Remembering MLK 50 years after his death


CHAMPAIGN, Ill. (WAND) — It’s been 50 years, but the memories are still as fresh as ever for Rev. Evelyn Burnett Underwood.

“I was the first African-American to be elected to the [Urbana] Board of Education later on that week,” Underwood said.

An incredible, barrier-breaking accomplishment for sure — but that’s not what Underwood remembers most about April 1968.

“I was getting ready in Urbana to go get a coffee,” Underwood said. “I was so devastated with the news, I couldn’t go…Dr.
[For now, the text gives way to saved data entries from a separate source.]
PR #801, opened 2023-03-27
gh-573 Update built-in Markdown editor

### LINKED ISSUE #573: Include toolbar options in the markdown editor
# Description

The HTML editor uses a 3rd party library called [Jodit](https://xdsoft.net/jodit/) to provide a WYSIWYG editor experience for entering HTML. The Markdown editor however does not provide much in the way of supporting editing options. There is a link to a help page for markdown syntax, but it leaves the entry of text up to the user.

One way to improve this is to include custom toolbar options to handle the basic markdown syntax - such as inserting bold/italic text, headings etc.

# Additional context

Markdown syntax is not very complex, so I believe the only necessary options to include would be:

* Bold - to enter `**text**`
* Italic - to enter `_text_`
* Headings - to enter various heading levels - `#`, `##`, etc
* Quote - to enter `> text`
* Bullet and numbered lists

There are currently three existing toolbar buttons in our markdown editor already, these can remain and be supplemented with the actions above.
 
image

Another alternative could be to search for a 3rd party WYSIWYG markdown editor, but this may be overkill since the possible actions above are not very complicated.

pjmonks:
Resolves #573 

**Note:** despite requesting multiple reviewers, I think @jamesrwelch should have the final say on how the new editor UI looks/functions. Other reviewers may leave feedback on the code changes.

- Move HTML and Markdown controls to a new content module
- Refactor markdown-text-area component
  - Clean up unused code
  - Simplify insert text functionality
- Add new toolbar with common Markdown actions. Supports:
  - Bold
  - Italic
  - Heading
  - Block quote
  - Bullet and numbered lists
- Improve link dialog selection and text insertion
- Fix style of blockquotes
- Change markdown preview to swap editor and preview panes
- Add keyboard shortcuts
- Add placeholder text
- Add new tests to verify some of the editing functions of the Markdown editor

# Screenshots

image

image


jamesrwelch:
Sorry, @pjmonks - would you be able to resolve the conflicts on this one again please?  I promise I'll review it before any more PRs are accepted!

pjmonks:
@jamesrwelch Merge conflicts have now been resolved.

jamesrwelch:
This is a really good piece of work.  Some minor comments as I'm going through:
- The preview pane has a max-height but is usually a different size to the edit pane.  This makes it quite choppy when switching between preview and edit.  Is it possible to make the boxes the same size?
- In the editor on a Mac, I get Bold by Ctrl+B, but in most other Mac applications it's Cmd+B.  Is it possible to change that?
- If you try to bold something multiple times, it doesn't toggle but adds multiple stars, making the markdown invalid.  I'm not sure what the right thing to do here is
- There seems to be an inconsistency in using the toolbar actions.  If I select some text and click 'bold', it puts `**` around it - which is correct.  If I select some lines and click 'numbered list', it leaves the selected text unchanged and inserts a new placeholder.  
- We've got a 'link to catalogue item' option, which is great - could we also have a 'add hyperlink' for a normal external link?
-

pjmonks:
@jamesrwelch Thanks for this feedback.

For two of your points - toggle/untoggle bold and inline vs block insertion - I should point out this is very basic/minimal text insertion. I looked at some source code for Markdown editors you could install instead and they all have some level of "intelligence" as to what is currently entered, specifically state tracking - is the cursor within a bold statement or not, what current numbered item in a list you're in etc. This is too complex for me to look into at the moment so I chose to do plain text insertion and hope the user could at least see the syntax each command uses to identify what they should do. Not ideal, but otherwise I see either a new task to fix these or look into a 3rd party library.

Your other 3 points I think I can easily put in though - preview pane max-height, correct keyboard shortcuts and insert a standard link. For the keyboard shortcuts, it would be useful to me if you gave me a list of what you would expect to use on a Mac for each command since I don't use a Mac myself.

jamesrwelch:
> For the keyboard shortcuts, it would be useful to me if you gave me a list of what you would expect to use on a Mac for each command since I don't use a Mac myself.

The same as you have, but using `Cmd` rather than `Ctrl`.  I think this might help:  https://stackoverflow.com/questions/3902635/how-does-one-capture-a-macs-command-key-via-javascript

pjmonks:
Updates after feedback:

1. Preview pane has a minimum height now
2. New command added - insert standard link `[link text](http://url)`
3. Updated the keyboard shortcuts to also make sense on Mac OS too - @jamesrwelch please confirm these work as I cannot test them

Keyboard shortcuts are:

```
Mac OS:

'Bold (⌘ + B)',
'Italic (⌘ + I)',
'Heading (⌘ + H)',
'Quote (⌘ + \')',
'Numbered list (⌘ + Shift + L)',
'Bullet list (⌘ + L)',
'Link to URL (⌘ + K)',
'Link to catalogue element (⌘ + Shift + K)'

Other:

'Bold (Ctrl + B)',
'Italic (Ctrl + I)',
'Heading (Ctrl + H)',
'Quote (Ctrl + \')',
'Numbered list (Ctrl + Shift + L)',
'Bullet list (Ctrl + L)',
'Link to URL (Ctrl + K)',
'Link to catalogue element (Ctrl + Shift + K)'
```

jamesrwelch (approved):
Thanks @pjmonks - this seems to work nicely.  
The keyboard shortcuts now work on a Mac, thank you.  
The code looks clean.
At some point we'll need to work out how to rationalise the interaction between HTML and Markdown, but that's not a problem for this PR.
Approved!

PR #571, opened 2017-02-03
Console Optimize 

zarlo:


fanoI:
I'm unsure doing 4 calls instead than one could be more faster sincerely... how you have benchmarked it?
I think the real speed up would to do buffering stdout instead that write any single char on the Console...

Instead as you are making see the code I'm mistaking or '\r' does nothing?
https://github.com/zarlo/Cosmos/blob/4ff5b1835c7f42e037b72eca562292883bcbef2a/source/Cosmos.System/Console.cs#L95

is that an empty statement?
`Console.Write(\'r')` should move the cursor back at the start of the current line, to be more "portable" the check on '\n' should use the predefined Console.NewLine (that could be '\n' or '\r\n' depending on how one prefer).

zarlo:
I see it as one less for statement 4 less else if statements but yes i think a buffering stdout would help

fanoI:
Ah I see it now the handling of '\t' is done inside Write(String) and doing Write("    ") effectively we are calling Write(String) inside Write(String)!
A doubt while we are "hardcoding" that NewLine is '\n' historically on Windows it was '\r\n' (technically more correct as you move to the right the cursor and then go to the next line) while on the Unix world it is simply '\n' maybe it was for this that '\r' was ignored?
Probably the right thing would be to check for Enviroment.NewLine (that can be 2 char so makes things more complex!) and do NewLine while do move the cursor to the right only when you see '\r' alone...

Sadly it is not rare to see stricly not portable code like this in C#:

`Console.Write("Text\nText\n\n")`
instead of
`Console.Write("Text "+  Enviroment.NewLine +"Text" + Enviroment.NewLine + Enviroment.NewLine);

Martin Luther King Jr. was assassinated and I will forever remember that.”

It’s been 50 years, but King’s words still echo through the hearts of all who gathered at Pilgrim Missionary Baptist Church in Champaign.
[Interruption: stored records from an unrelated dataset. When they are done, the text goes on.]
PR #611, opened 2017-03-31
Update OpNone.cs for Math.Round()

teokitan:
OS says Math.Round() is not implemented without the changes. It should work now!

### DIFF
--- a/source/Cosmos.IL2CPU/ILOpCodes/OpNone.cs
+++ b/source/Cosmos.IL2CPU/ILOpCodes/OpNone.cs
@@ -141,8 +141,9 @@ namespace Cosmos.IL2CPU.ILOpCodes
         case Code.Ldelem_U1:
         case Code.Ldelem_U2:
         case Code.Ldelem_U4:
-          return 2;
         case Code.Ldelem_R4:
+        case Code.Ldelem_R8:
+          return 2;
         case Code.Ldnull:
           return 0;
         case Code.Dup:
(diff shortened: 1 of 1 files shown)


source/Cosmos.IL2CPU/ILOpCodes/OpNone.cs
```diff
@@ -142,6 +142,7 @@ public override int GetNumberOfStackPops(MethodBase aMethod)
         case Code.Ldelem_U2:
         case Code.Ldelem_U4:
           return 2;
+        case Code.Ldelem_R4:
```
jp2masa: `case Code.Ldelem_R8:` should be here too.

source/Cosmos.IL2CPU/ILOpCodes/OpNone.cs
```diff
@@ -273,7 +274,8 @@ public override int GetNumberOfStackPushes(MethodBase aMethod)
         case Code.Ldelem_U1:
         case Code.Ldelem_U2:
         case Code.Ldelem_U4:
-          return 1;
+        case Code.Ldelem_R8:
```
jp2masa: `case Code.Ldelem_R4:` should be here too.

source/Cosmos.IL2CPU/ILOpCodes/OpNone.cs
jp2masa: `case Code.Ldelem_R4:` as well as `case Code.Ldelem_R8:` should be in the line above `return 2;`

“I think about a man of love, a man of peace, a man of commitment,” said Urbana Alderman Aaron Ammons.

Ammons hosted Wednesday’s reflection complete with fellowship, singing and King’s final speech.

“He brought something that brought the wills of democracy to the United States,” Ammons said. “We did not have that and we’re still working toward that now.”

“Nonviolence is the way to do it — an we must move forward,” Underwood said.

Words Underwood says continue to ring true — even if it’s been 50 years.